Эктор де Сент-Эрмин. Часть первая — страница 65 из 136

— Теперь вы будете богаты, — промолвил Мюрат, подвигая к нему банкноты и ролики червонцев. — Пусть эти деньги принесут вам счастье, хотя я в этом сомневаюсь.

После ухода Леблана не прошло и часа, как Мюрату доложили о визите Фуше.

Мюрат пользовался доверием Бонапарта и знал, что Фуше оставался подлинным префектом полиции.

— Генерал, — сказал ему Фуше, — вы только что выбросили на ветер сто тысяч франков.

— Каким образом? — спросил Мюрат.

— Дав эту сумму каналье по имени Леблан, заявившему вам, что Пишегрю живет в его доме.

— Честное слово, мне казалось, что это не так уж дорого за подобный секрет.

— Это чересчур дорого, принимая во внимание, что я все знал и арестовал бы Пишегрю по первому же приказу.

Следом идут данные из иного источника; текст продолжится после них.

Issue #935, opened 2021-01-27
Implement progress bar on item deposit page


amyehodge:
Design doc: https://docs.google.com/document/d/1fcr2DYo7OrX-qTdeUOTWKSS1rlq_47sehESmbvgUsrk/edit#heading=h.2j7a9yfzetyj
Wireframes: https://projects.invisionapp.com/share/EQXC9CLKCR2#/screens/428088403

amyehodge:
Waiting to put this in the ready column until details of the functionality of the progress bar on the dashboard are ironed out.

mjgiarlo:
Encompasses #993

PR #985, opened 2021-02-02
add terms to progress bars

### LINKED ISSUE #969: Add a new box at the end of the Progress Bar for "Terms"
This will make it clear to users when they haven't yet completed the required task of agreeing to the Terms of Deposit.

See https://projects.invisionapp.com/share/EQXC9CLKCR2#/screens/433047903

peetucket:
## Why was this change made?

Fixes #969 : 
- add "terms" to progress bar on both dashboard and edit work page.
- ensure terms progress field is updated dynamically when you check/uncheck on edit work page
- fix misnamed JS controller reference in other terms on edit work page
- use a different selector for the files that accurately reflects when files exist (previous selector always return length == 0, so that it never looked like files had been uploaded)

NOTE: when working on this, it appears multiple other fields in the terms progress bar on the edit work page are not being updated right now:
- author, description, release, license

Unit tests

### DIFF
--- a/app/components/works/add_files_component.html.erb
+++ b/app/components/works/add_files_component.html.erb
@@ -7,7 +7,7 @@
                         data: { dropzone_target: 'input',
                                 edit_deposit_target: 'fileField',
                                 'progress-step': 'file',
-                                action: "change->progress#check" } %>
+                                action: "change->edit-deposit#check" } %>
     <div class="dz-message needsclick text-secondary">
       <p>Drop files here</p>
     </div>
--- a/app/components/works/agreement_component.html.erb
+++ b/app/components/works/agreement_component.html.erb
@@ -1,6 +1,9 @@
 <div class="row justify-content-end agreement">
   <div class="form-check col-auto">
-    <%= form.check_box :agree_to_terms, required: true, class: 'form-check-input' %>
+    <%= form.check_box :agree_to_terms, required: true, class: 'form-check-input',
+        data: { action: "change->edit-deposit#check",
+                        'progress-step': 'terms', edit_deposit_target: 'termsField' }
+     %>
     <%= form.label :agree_to_terms,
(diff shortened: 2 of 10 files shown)


app/components/works/add_files_component.html.erb
```diff
@@ -7,7 +7,7 @@
                         data: { dropzone_target: 'input',
                                 edit_deposit_target: 'fileField',
                                 'progress-step': 'file',
-                                action: "change->progress#check" } %>
+                                action: "change->edit-deposit#check" } %>
```
jcoyne, line 10: Nice catch!

app/components/works/agreement_component.html.erb
```diff
@@ -1,6 +1,9 @@
 <div class="row justify-content-end agreement">
   <div class="form-check col-auto">
-    <%= form.check_box :agree_to_terms, required: true, class: 'form-check-input' %>
+    <%= form.check_box :agree_to_terms, required: true, class: 'form-check-input',
+        data: { action: "change->auto-citation#updateDisplay change->edit-deposit#check",
```
jcoyne, line 4: I don't think `change->auto-citation#updateDisplay` is necessary, is it?  This doesn't contribute to the auto citation at all.

jcoyne (changes requested):

jcoyne:
@peetucket there is a ticket for completing the work progress: #935

app/components/works/agreement_component.html.erb
peetucket: oops, that was a mistake - i removed it, good catch

peetucket:
> @peetucket there is a ticket for completing the work progress: #935

ahh, cool, i won't worry about those other fields in this PR then

jcoyne (approved):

— А известны ли вам подробности его жилья настолько, чтобы не наделать ошибок?

Фуше пожал плечами:

— Пятый этаж, два окна на улицу, две двери, одна на кухню, другая на лестничную площадку, два пистолета и кинжал под подушкой. Пишегрю будет в Тампле, как только вы пожелаете.

— Надо сделать это завтра. Завтра арестуют Моро.

— Хорошо, — кивнул Фуше, — завтра в четыре часа утра Пишегрю будет арестован. Но, поскольку первый консул поручил это дело мне, я хотел бы сам довести его до конца.

— Действуйте, — ответил Мюрат.

На следующее утро, без четверти четыре, комиссар полиции Комменж, два инспектора и четыре жандарма отправились на улицу Шабане, дом № 5. На это задание были отобраны храбрые и сильные люди, поскольку все знали, что Пишегрю обладает необычайной силой и без ожесточенного сопротивления не сдастся.

Производя как можно меньше шума, они разбудили привратника, объяснили ему цель своего прихода и попросили позвать служанку Леблана.

Служанка, предупрежденная накануне, была уже одета; она спустилась вниз, открыла дверь кухни запасным ключом, изготовленным по заказу Леблана, и впустила комиссара и шестерых агентов в спальню Пишегрю.

Генерал спал.

Шестеро жандармов бросились на него. Вскочив на ноги, он отбросил двух и сунул руку под подушку, чтобы достать пистолеты и кинжал, но они уже были в руках врагов.

Его атаковали сразу четыре жандарма. Пишегрю в одной рубашке, почти нагой, оборонялся против трех из них, а тем временем четвертый нанес ему удар по ногам саблей. Генерал упал как подкошенный. Один из нападавших наступил ему сапогом на лицо, но почти тут же истошно закричал: Пишегрю зубами отодрал ему каблук и впился в пяточную кость. Трое остальных жандармов опутали его прочными веревками, затянув их с помощью вертушки.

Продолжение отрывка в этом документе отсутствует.